First of all, GS and MS give generalist offers. When you get hired as a summer, you have to go through the placement process; there's no guarantee of getting any of the three groups you pref highest. Chances are, you will, but it's not guaranteed by any means; for example, a friend at GS ranked his three preferences with TMT as the first, yet got put into FIG (well agreed as the bank's other strongest group) without even having it as a listed preference.

When you get hired as a full-time analyst at MS or GS, for regional offices you may get hired to a specific group, but the accelerated recruiting process at the end of the summer is simply a mechanism to get warm bodies into the seats they need.
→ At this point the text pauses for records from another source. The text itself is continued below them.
PR #8416, opened 2020-12-03
Zoltan2 Fixed case of Teuchos parameter

kddevin:
@trilinos/zoltan2 
Fixed case of parameter.

## Motivation

Sigh.  Teuchos parameters are still case sensitive, after all these years.

## Testing

Tested on mac with clang


egboman (approved):
A one character bug fix! Unbeatable record 👍

PR #8411, opened 2020-12-02
Zoltan2:  first implementation of Tpetra CrsMatrix colorer

kddevin:
@trilinos/zoltan2   #8356 @etphipp @mperego 

## Motivation

This PR provides a first implementation of Zoltan2's Tpetra CrsMatrix colorer.
It is an intermediate step toward the final product.  It is suitable for friendly application use.

Currently, the code defaults to using distance-2 coloring and Zoltan's graph symmetrization (TRANSPOSE).

Remains to be done:
-  make partial distance-2 coloring with bipartite symmetrization work correctly; currently, tests with non-contiguous maps fail this case
-  incorporate Zoltan2's Kokkos-enabled coloring (distance-2)
-  add partial-distance-2 coloring to Zoltan2.

Current Teuchos parameters for using the colorer:
-  "symmetric" can give a hint to the colorer that the matrix is symmetric, avoiding symmetrization; default = false
-  "matrixType" specifies whether the matrix is a Jacobian or Hessian; right now, this is really a mathy code name for "symmetric," as Jacobians are assumed to be nonsymmetric while Hessians are symmetric.

## Related Issues

* Closes 
* Blocks 
* Is blocked by 
* Follows 
* Precedes 
* Related to 
* Part of #8356 
* Composed of 

## Testing

New test zoltan2/test/core/TpetraCrsColorer.cpp demonstrates usage and exercises various cases (symmetric, nonsymmetric inputs, distributed and non-distributed matrices, etc.).
Tested on mac with clang.

Issue #8356, opened 2020-11-16
Zoltan2:  Add utility to compute seed matrix for automatic differentiation based on graph coloring


kddevin:
## Enhancement
@trilinos/zoltan2 @trilinos/tpetra

Add a utility to compute the seed matrix for automatic differentiation.  
Given a Tpetra CrsMatrix, compute the Seed matrix in a Tpetra::MultiVector.
Use partial distance-2 coloring when available; use distance-1 coloring of modified matrix if not.

@egboman @etphipps

kddevin:
I added the colorer classes to Zoltan2; for now, they are on branch zoltan2_8356

An example using the colorer is here: https://github.com/trilinos/Trilinos/blob/zoltan2_8356/packages/zoltan2/test/core/TpetraCrsColorer/TpetraCrsColorer.cpp .  The interface is a little different from Eric's original design.  I moved the choice of coloring algorithm into the class, rather than having the user decide whether to use a Zoltan or Zoltan2 colorer object.  (The user can still specify that choice through a parameter, but the code will assign a default algorithm.)  

A few questions for @etphipp :

*    In the Colorer interface, about which functions does an application care?  Is the application interested in getting the actual colors, the seed matrix, and/or the compressed matrix? 
*    Is the reconstructMatrix operation useful only for testing, or would applications want it, too?
*    Is having computeSeedMatrixFitted in the public interface useful?  I plan to make just one public interface, computeSeedMatrix.  I would move the test for isLocallyFitted to computeSeedMatrix and do the import there only if needed.  Then there would be fewer chances that the users pick the wrong interface.  (Similar plan for reconstructMatrix.)
 *   Would users ever use the same Colorer object for more than one coloring (say, a second coloring with different parameters)?  If not, I will eliminate method computeColoring and move its work to the constructor.

A few questions for @egboman :

*    Does the logic for selecting the coloring method look correct? https://github.com/trilinos/Trilinos/blob/9881c99b085a1b8cab6c7da54a9728f03d2e2a1d/packages/zoltan2/core/src/TpetraCrsColorer/Zoltan2_TpetraCrsColorer.hpp#L207
 *   Do the parameters look sufficient to handle the cases (matrix type, symmetrization, etc.) that you care about?  What other parameters do we need?
*    What other tests are needed?  I know we still need to exercise the different libraries (zoltan vs zoltan2); those tests will be more relevant when Ian's work is available.  #8363 

Thanks, @etphipp and @egboman

[...]

PR #8417, opened 2020-12-03
Zoltan2:  fix map used for transpose_graph in TpetraCrsColorer

kddevin:
@trilinos/zoltan2 
#8356 #8411 #8416 

## Motivation

The TpetraCrsColorer should work with Domain and Range maps that are not the default Trilinos contiguous map.
This PR re-enables the tests that use cyclic Domain and Range maps.

This PR changes the Range map used by the transpose_graph when bipartite symmetrization is used.
Normally, for a transpose graph, we'd use
-  original matrix's RangeMap as the DomainMap, and
-  original matrix's DomainMap as the RangeMap.

Moreover, we're not doing SpMV with the transpose graph, so
you might think we wouldn't care about RangeMap and DomainMap.
But we DO care, because exportAndFillCompleteCrsGraph uses the
shared (overlapped) transpose matrix's RangeMap as the RowMap of the
transpose matrix, while the Zoltan callbacks are assuming the
transpose matrix's RowMap is the same as the original matrix's.
So this PR uses the original matrix's RowMap as the RangeMap.

Teuchos parameter 
-  symmetrize = true tells the Zoltan colorer to use Zoltan's TRANSPOSE symmetrization and distance-2 coloring; 
-  symmetrize = false tells Zoltan to use bipartite symmetrization and partial-distance-2 coloring.  

RIght now, the default is symmetrize=true.   Let me know if you want me to change the default, or eliminate this parameter all together.

## Related Issues

* Closes 
* Blocks 
* Is blocked by 
* Follows 
* Precedes 
* Related to 
* Part of  #8356 #8411 #8416 
* Composed of 

## Testing

Tested on Mac with clang.
Re-enabled test cases using cyclic maps for Range and Domain maps.

### DIFF
--- a/packages/zoltan2/core/src/TpetraCrsColorer/Zoltan2_TpetraCrsColorerUtils.hpp
+++ b/packages/zoltan2/core/src/TpetraCrsColorer/Zoltan2_TpetraCrsColorerUtils.hpp
@@ -129,9 +129,20 @@ compute_transpose_graph(const Tpetra::CrsGraph<LO, GO, NO> &graph)
 
   // Build (possibly overlapped) transpose graph using original graph's
   // column map as the new row map, and vice versa
+  //
+  // Normally, for a transpose graph, we'd use
+  //     original matrix's RangeMap as the DomainMap, and
+  //     original matrix's DomainMap as the RangeMap.
+  // Moreover, we're not doing SpMV with the transpose graph, so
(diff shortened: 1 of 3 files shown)


egboman (approved):
Good catch and fix, @kddevin !
I agree to have transpose=true for now, but really we should make false the default later after the bipartite option has been debugged and tested.

PR #8427, opened 2020-12-05
Tpetra: Fix modify/sync issues in MultiVector and unit tests

### LINKED ISSUE #8361: Tpetra:  MultiVector failing norm tests without UVM
## Bug Report
@trilinos/tpetra 

### Description
Without UVM, some MultiVector unit tests that compute norms are generating incorrect values:
* 7 OrthoDot
* 17 ScaleAndAssign

After discussing as a team, I believe we have high confidence that the KokkosBlas calls are doing the right thing, both numerically and with the memory spaces they use.

tasmith4:
* Change behavior of replaceLocalValue/sumIntoLocalValue to call modify_host and sync_host internally, which feels safer for users.
* Remove a modify_device call inside multiVectorSingleColumnDot (since a dot product shouldn't change the values of the input vectors).
* Also fixes some const inconsistencies and updates some debug ifdefs to use the Behavior class instead.

@trilinos/tpetra 

## Related Issues

* Closes #8361 
* Related to #8209 

## Testing
MultiVector unit tests now passing in a non-UVM build on ascicgpu24.

### DIFF
--- a/packages/tpetra/core/src/Tpetra_MultiVector_decl.hpp
+++ b/packages/tpetra/core/src/Tpetra_MultiVector_decl.hpp
@@ -842,7 +842,7 @@ namespace Tpetra {
     void
     replaceGlobalValue (const GlobalOrdinal gblRow,
                         const size_t col,
-                        const impl_scalar_type& value) const;
+                        const impl_scalar_type& value);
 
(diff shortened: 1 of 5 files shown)


brian-kelley (approved):
Good changes.

Issue #263, opened 2022-06-30
Flotilla should create robot automatic on connecting to ISAR


Christdej:
**Describe the new feature you would like to see**
When an instance of ISAR is connected to flotilla, a robot should be automatically added to the database fetching relevant information from ISAR

Christdej:
We can also consider storing "ISAR_ROBOT_ID" or something similar that is generated by ISAR, not the database in flotilla. Today this "ID" is the name of the robot, i.e. William, not a good ID

Issue #235, opened 2022-06-13
Update ScheduledMission status upon completed mission


oysand:
**Describe the improvement you would like to see**
When missions are completed the ScheduledMission object status should be updated to Completed/Successfull/Failed.

**How will this change existing functionality?**
The status of ScheduledMissions are currently Pending, then Started. Now it would have a status that indicate if the mission have been finished.

**How will this improvement affect the current Threat Model?**
Should not affect the threat model.

PR #270, opened 2022-07-07
Update status when mission completes

### LINKED ISSUE #234: Update robot status
When missions are started and finished the robot status should change between busy and available.

When the robot is in a mission it should say busy in the database so that the ScheduledMissionEventHandler does not try to schedule the next mission.

This should not effect the threat model.

anetteu:
This PR does a few things:

- Cleans up some bugs and clearfies the use of missionId/EchoMissionId/IsarMissionId
- Allows for reading robots from the database by name. What is the robot.name in flotilla is the robotId in ISAR.

A bit confusing with the robots and missions ids and names? ISAR and Flotilla should exchange and align the IDs to make sure they talk about the same items. Further, the fetching operation of the echo mission should possibly be moved from flotilla to ISAR. See #263  and https://github.com/equinor/isar/issues/293.

Resolves #234 #235 :
- Updates the robots status to Busy when the mission is started, and updates it back to Available when the mission status is reported as completed from ISAR.
- Deletes the scheduledMission object when the mission status id reported as completed from ISAR. In the issue, it is suggested to update the status of the scheduledMission to completed, but I suggest deleting it s the information is kept in the report.


backend/api/Controllers/RobotController.cs
```diff
@@ -193,6 +193,8 @@ public async Task<ActionResult<Robot>> PostRobot([FromBody] Robot robot)
         try
         {
             var report = await _isarService.StartMission(robot, echoMissionId);
+            robot.Status = RobotStatus.Busy;
+            await _robotService.Update(robot);
```
GodVenn, line 197: We might need to verfify from ISAR that the mission was successful in starting before setting robot to busy.

backend/api/EventHandlers/MqttEventHandler.cs
```diff
@@ -61,6 +66,18 @@ private async void OnMissionUpdate(object? sender, MqttReceivedArgs mqttArgs)
                     mission.Status,
                     mission.RobotId
                 );
+            if (mission.Status == "completed")
```
GodVenn, line 68: Use proper string comparison pattern "string.Equals(otherString, StringComparison.OrdinalIgnoreCase)" (This should probably be case insensitive)

backend/api/EventHandlers/MqttEventHandler.cs
```diff
@@ -61,6 +66,18 @@ private async void OnMissionUpdate(object? sender, MqttReceivedArgs mqttArgs)
...
+                _logger.LogInformation("Mission with ISAR mission id {id} is completed by the robot {name}", mission.MissionId, mission.RobotId);
```
GodVenn, line 69: Based on the previous commits, im confused if this is now ISAR mission ID or Echo mission ID ?

backend/api/EventHandlers/MqttEventHandler.cs
```diff
@@ -61,6 +66,18 @@ private async void OnMissionUpdate(object? sender, MqttReceivedArgs mqttArgs)
...
+                var robot = await _robotService.ReadByName(mission.RobotId);
+                if (robot == null)
+                {
+                    _logger.LogWarning("Could not find robot with name {id}. The robot status is not updated.", mission.RobotId);
```
GodVenn, line 73: I think maybe this should be an error

backend/api/EventHandlers/ScheduledMissionEventHandler.cs
```diff
@@ -72,14 +72,17 @@ private async Task<bool> StartScheduledMission(ScheduledMission scheduledMission
             {
                 var report = await _isarService.StartMission(robot: scheduledMission.Robot, echoMissionId: scheduledMission.EchoMissionId);
                 _logger.LogInformation("Started mission {id}", scheduledMission.Id);
+                await _scheduledMissionService.Delete(scheduledMission.Id);
```
GodVenn, line 75: Should the scheduled mission be deleted upon completion instead? In case it fails, it might be nice to be able to reschedule it, using the same instance

backend/api/Controllers/RobotController.cs
anetteu: fixed

MortFred (commented):
LGTM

They get the total number they want to fill out their analyst class and worry about the sorting later; it's not until much later in the process (well into the fall semester) that specific desks go out and recruit for a precise role (and even then, it's almost invariably because one of their summers who received an offer took his precious time to decline it and the group ends up scrambling to fill it late in the process).

Blackstone doesn't give generalist offers. If you're in advisory, it's either M&A or Restructuring (although the new M&A Structured Products group has started recruiting separately from the other two).

This is an inherently subjective thing. If you want to work at a distressed, special situations, or event-driven fund, a place like Blackstone or Lazard for restructuring is probably going to set you up better than GS TMT/FIG. Headhunters will love you for being in those groups, but if you can't get past the invitational dinner, coffee chat, or first-round interview because you aren't technically prepared to work at a Centerbridge, York (Credit Opportunities), a Gates, a Fortress (Drawbridge Special Opportunities), or an Angelo Gordon, GLG, Halcyon, Redwood, Litespeed, Solus, Jana, Contrarian, etc., then God bless you, you're stuck in banking.

If you want megafund PE, then yeah, aim for the groups that enjoy perennial positions in the limelight, the usual suspects (strong coverage groups like GS TMT and FIG, MS Media/Comms and CRG, JPM Sponsors and TMT ... strong product groups like MS M&A, GS LevFin, JPM M&A and LevFin).

Long story short, know what you want to do, then identify the best path to help you get there. Blindly following the herd because you heard "this is the best group" will get you lots of headhunter love but won't necessarily get you real skills, and on the buy-side, all they ever want is alpha-generating talent. If you can't produce, get the fuck out of the seat.

I am permanently behind on PMs, it's not personal.